Layer Ensembles
- URL: http://arxiv.org/abs/2210.04882v3
- Date: Fri, 7 Jul 2023 09:46:39 GMT
- Title: Layer Ensembles
- Authors: Illia Oleksiienko and Alexandros Iosifidis
- Abstract summary: We introduce a method for uncertainty estimation that considers a set of independent categorical distributions for each layer of the network.
We show that the method can be further improved by ranking samples, resulting in models that require less memory and time to run.

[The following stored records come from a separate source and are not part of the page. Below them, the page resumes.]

PR #1450, opened 2022-11-03
first version to request profile merges

melisabok:
- Use invitation openreview.net/Support/-/Profile_Merge to request a profile merge. 
- Logged users and guest users can make this request.
- They need to specify the left and right email/tilde id.
- When moderating the requests, the UI should show a link to the profile/compare with the left and right parameters.
- After the moderator merge the profiles, the moderator needs to click on "Accept" to complete the request and notify the user.
- The moderator can also rejects the request if one of the left/right is wrong or there is no evidence the user is the owner of the profiles. 

UPDATE:

- set dblp invitations
- fix author and authors matching the same name in the author name deletion process.

### DIFF
--- a/openreview/profile/management.py
+++ b/openreview/profile/management.py
@@ -15,6 +15,79 @@ class ProfileManagement():
         self.set_remove_name_invitations()
         self.set_archive_invitations()
         self.set_merge_profiles_invitations()
+        self.set_dblp_invitations()
+
+    def set_dblp_invitations(self):
+
+        dblp_group = openreview.tools.get_group(self.client, 'dblp.org')
+        if dblp_group is None:
+            self.client.post_group(
+                openreview.Group(
+                    id = 'dblp.org',
+                    readers = ['everyone'],
+                    writers = ['dblp.org'],
+                    nonreaders = [],
+                    signatures = ['~Super_User1'],
+                    signatories = ['dblp.org'],
+                    members = []
+                )
+            )
+
+        content = {
+            "dblp": {
+                "value-regex": "(.*\\n)+.*"
+            }
+        }
+
+        self.client.post_invitation(openreview.Invitation(
+            id='dblp.org/-/record',
+            readers=['everyone'],
+            writers=['dblp.org'],
+            signatures=['dblp.org'],
+            invitees=['~'],
+            transform=os.path.join(os.path.dirname(__file__), 'process/dblp_transform.js'),
+            reply={
+                'readers': {
+                    'values': ['everyone']
+                },
+                'writers': {
+                    'values':['dblp.org'],
+                },
+                'signatures': {
+                    'values-regex': "dblp.org|~.*"
+                },
+                'content': content
+            }
+        ))
+
+        self.client.post_invitation(openreview.Invitation(
+            id='dblp.org/-/author_coreference',
+            readers=['everyone'],
+            writers=['dblp.org'],
+            signatures=['dblp.org'],
+            invitees=['~'],
+            reply={
+                'referentInvitation': 'dblp.org/-/record',
+                'readers': {
+                    'values': ['everyone']
+                },
+                'writers': {
+                    'values':[],
+                },
+                'signatures': {
+                    'values-regex': "dblp.org|~.*"
+                },
+                "content": {
+                    "authorids": {
+                        "values-regex": ".*"
+                    },
+                    "authors": {
+                        "values-regex": ".*",
+                        "required": False
+                    }
+                }
+            }
+        ))                           
 
     def set_remove_name_invitations(self):
 
@@ -225,11 +298,11 @@ class ProfileManagement():
     def set_merge_profiles_invitations(self):
 
         content = {
-            'name': {
+            'email': {
                 'order': 1,
-                'description': 'Name that want to be removed.',
+                'description': 'email of the user making the request.',
                 'value-regex': '.*',
-                'required': True                
+                'required': False                
             },
             'left': {
                 'order': 2,
--- a/openreview/profile/management.py
+++ b/openreview/profile/management.py
@@ -233,13 +233,13 @@ class ProfileManagement():
             },
             'left': {
                 'order': 2,
-                'description': 'Usernames or email that want to be merged.',
+                'description': 'Username or email that want to be merged.',
                 'value-regex': '.*',
                 'required': True
             },
             'right': {
                 'order': 3,
-                'description': 'Usernames or email that want to be merged.',
+                'description': 'Username or email that want to be merged.',
                 'value-regex': '.*',
                 'required': True
             },
--- a/openreview/profile/management.py
+++ b/openreview/profile/management.py
@@ -307,13 +307,13 @@ class ProfileManagement():
             'left': {
                 'order': 2,
                 'description': 'Username or email that want to be merged.',
-                'value-regex': '^~[^\d\s]+_[^\d\s]+[0-9]+$|([a-z0-9_\-\.]{1,}@[a-z0-9_\-\.]{2,}\.[a-z]{2,},){0,}([a-z0-9_\-\.]{1,}@[a-z0-9_\-\.]{2,}\.[a-z]{2,})',
+                'value-regex': '^~[^\d\s]+[1-9][0-9]*$|([a-z0-9_\-\.]{1,}@[a-z0-9_\-\.]{2,}\.[a-z]{2,},){0,}([a-z0-9_\-\.]{1,}@[a-z0-9_\-\.]{2,}\.[a-z]{2,})',
                 'required': True
             },
             'right': {
                 'order': 3,
                 'description': 'Username or email that want to be merged.',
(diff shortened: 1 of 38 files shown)


openreview/profile/management.py
```diff
@@ -219,4 +220,105 @@ def set_archive_invitations(self):
...
+        content = {
+            'name': {
+                'order': 1,
+                'description': 'Name that want to be removed.',
+                'value-regex': '.*',
+                'required': True                
+            },
+            'left': {
+                'order': 2,
+                'description': 'Usernames or email that want to be merged.',
```
carlosmondra, line 236:
```suggestion
                'description': 'Username or email that want to be merged.',
```

openreview/profile/management.py
```diff
@@ -219,4 +220,105 @@ def set_archive_invitations(self):
...
+                'value-regex': '.*',
+                'required': True
+            },
+            'right': {
+                'order': 3,
+                'description': 'Usernames or email that want to be merged.',
```
carlosmondra, line 242:
```suggestion
                'description': 'Username or email that want to be merged.',
```

openreview/profile/management.py
```diff
@@ -219,4 +220,105 @@ def set_archive_invitations(self):
...
+
+    def set_merge_profiles_invitations(self):
+
+        content = {
+            'name': {
+                'order': 1,
+                'description': 'Name that want to be removed.',
+                'value-regex': '.*',
+                'required': True                
+            },
```
carlosmondra, line 233: Why are we including this field in this invitation?

openreview/profile/process/request_merge_profiles_decision_process.py
```diff
@@ -0,0 +1,34 @@
...
+
+We have received your request to merge the following profiles: {request_note.content['left']}, {request_note.content['right']}.
+
+We can not remove the name from the profile for the following reason:
+
+{request_note.content['support_comment']}
+
+Regards,
+
+The OpenReview Team.
```
carlosmondra, line 19: We need to change this line, right?

> We can not remove the name from the profile for the following reason:

openreview/profile/management.py
melisabok: sometimes guest users are requesting merge of profiles, and we would need to have a name.

openreview/profile/process/request_merge_profiles_decision_process.py
melisabok: fixed

carlosmondra:
> > Where are guest users going to do the request from ?
> 
> Some users from the signup page? i'm not sure who to do here but we receive emails with the merge profile request from guest users. Sometimes they lost the access to the profile?

What if we ask users to first register by either claiming a profile or creating a new one and then request a merge?

xkopenreview:
> > > Where are guest users going to do the request from ?
> > 
> > 
> > Some users from the signup page? i'm not sure who to do here but we receive emails with the merge profile request from guest users. Sometimes they lost the access to the profile?
> 
> What if we ask users to first register by either claiming a profile or creating a new one and then request a merge?

i think there are 3 places where user can request a merge:
1. sign up page there's a link at bottom to send feedback
2. when user add a email which belong to another profile
3. when user import dblp paper associated with another profile

i think we can check the title of the message to know whether it's profile merge or not

carlosmondra:
> i think there are 3 places where user can request a merge:
> 
> 1. sign up page there's a link at bottom to send feedback
> 2. when user add a email which belong to another profile
> 3. when user import dblp paper associated with another profile
> 
> i think we can check the title of the message to know whether it's profile merge or not

Right, I was hoping to remove option 1, so that only registered users can request merges.

melisabok:
Should guest users contact us if they want to merge profiles or recover a profile where they lost access to the email account?

xkopenreview:
> > i think there are 3 places where user can request a merge:
> > 
> > 1. sign up page there's a link at bottom to send feedback
> > 2. when user add a email which belong to another profile
> > 3. when user import dblp paper associated with another profile
> > 
> > i think we can check the title of the message to know whether it's profile merge or not
> 
> Right, I was hoping to remove option 1, so that only registered users can request merges.

i think the user action following or before 1 is to claim a profile/resend activation email/reset password
so it would save a tilde id to allow guest to request profile merge.

what's the rational to only allow logged in user to request merge?

carlosmondra:
> Should guest users contact us if they want to merge profiles or recover a profile where they lost access to the email account?

I think users should register with whatever profile they can claim and then request a merge.
Recovering profiles is a separate matter right? Or what am I missing?

> i think the user action following or before 1 is to claim a profile/resend activation email/reset password
> so it would save a tilde id to allow guest to request profile merge.

I think it would be better for users to claim a profile/resend activation email/reset password and then, after the profile is active, the user can request profile merges.

> what's the rational to only allow logged in user to request merge?

To have profile merge requests in a single place.

I'm not sure where the request to merge profiles is going to be created, but if, for example, we are going to use the profile page for that, then, guest users won't have a profile page to do it and I want to avoid that.

xkopenreview:
currently 1 and 2 are using the feedback modal 
i thought we can just change it to use a new profile merge request modal
but just realized that 3 just instruct user to contact us and it's already a modal and it's not good to have modal open new modal so maybe 3 will be in profile edit page

openreview/profile/management.py
xkopenreview: maybe this should be email instead of name
so that the user can be contacted if we need clarification

tests/test_profile_management.py
```diff
@@ -1006,4 +1006,102 @@ def test_rename_publications_from_api2(self, client, profile_management, test_cl
...
+
+We will evaluate your request and you will receive another email with the request status.
+
+Thanks,
+
+The OpenReview Team.
+'''
+
+        ## Accept the request
+        decision_note = client.post_note(openreview.Note(
```
xkopenreview, line 1061: i think instead of just accept or reject, the direction of merge also need to be specified

carlosmondra: Maybe the direction should be for us to decide

xkopenreview: discussed this in the daily meeting.
the actual profile merge will be done by the moderator in profile compare page(same as how it's done currently)

the user moderation page will have a link to profile compare page and after the profile is merged the moderator will go back to moderation page to click approve to indicate the profile merge has been done.(or don't merge and reject)

openreview/profile/management.py
xkopenreview: we discussed about combining signature and email column
so this field need to be renamed to email and required set to false

openreview/profile/management.py
```diff
@@ -219,4 +293,105 @@ def set_archive_invitations(self):
...
-        ))                       
+        ))
+
+    def set_merge_profiles_invitations(self):
+
+        content = {
+            'email': {
+                'order': 1,
+                'description': 'email of the user making the request.',
+                'value-regex': '.*',
```
xkopenreview, line 304: maybe this should be a regex for email

openreview/profile/management.py
```diff
@@ -219,4 +293,105 @@ def set_archive_invitations(self):
...
+            'right': {
+                'order': 3,
+                'description': 'Username or email that want to be merged.',
+                'value-regex': '.*',
+                'required': True
+            },
+            'comment': {
+                'order': 4,
+                'value-regex': '[\\S\\s]{1,5000}',
+                'description': 'Reason why you want to delete your name.',
```
celestemartinez, line 322: Should we change this to: `Reason why you want to merge your profiles.` (though I'm sure everyone wants to merge because they have multiple profiles). 
Maybe just `Any additional information about the merge.`

melisabok: good idea, @xkopenreview is the UI using this description?

xkopenreview: no currently the label of input is fixed.

openreview/profile/management.py
```diff
@@ -219,4 +293,105 @@ def set_archive_invitations(self):
...
+            'email': {
+                'order': 1,
+                'description': 'email of the user making the request.',
+                'value-regex': '([a-z0-9_\-\.]{1,}@[a-z0-9_\-\.]{2,}\.[a-z]{2,},){0,}([a-z0-9_\-\.]{1,}@[a-z0-9_\-\.]{2,}\.[a-z]{2,})',
+                'required': False                
+            },
+            'left': {
+                'order': 2,
+                'description': 'Username or email that want to be merged.',
+                'value-regex': '^~[^\d\s]+_[^\d\s]+[0-9]+$|([a-z0-9_\-\.]{1,}@[a-z0-9_\-\.]{2,}\.[a-z]{2,},){0,}([a-z0-9_\-\.]{1,}@[a-z0-9_\-\.]{2,}\.[a-z]{2,})',
```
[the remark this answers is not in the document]
melisabok: fixed!

xkopenreview (approved):

carlosmondra (approved):

celestemartinez (approved):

- Score: 95.42181254494287
- License: http://creativecommons.org/licenses/by/4.0/
- Abstract: Deep Ensembles, as a type of Bayesian Neural Networks, can be used to
estimate uncertainty on the prediction of multiple neural networks by
collecting votes from each network and computing the difference in those
predictions. In this paper, we introduce a method for uncertainty estimation
that considers a set of independent categorical distributions for each layer of
the network, giving many more possible samples with overlapped layers than in
the regular Deep Ensembles. We further introduce an optimized inference
procedure that reuses common layer outputs, achieving up to 19x speed up and
reducing memory usage quadratically. We also show that the method can be
further improved by ranking samples, resulting in models that require less
memory and time to run while achieving higher uncertainty quality than Deep
Ensembles.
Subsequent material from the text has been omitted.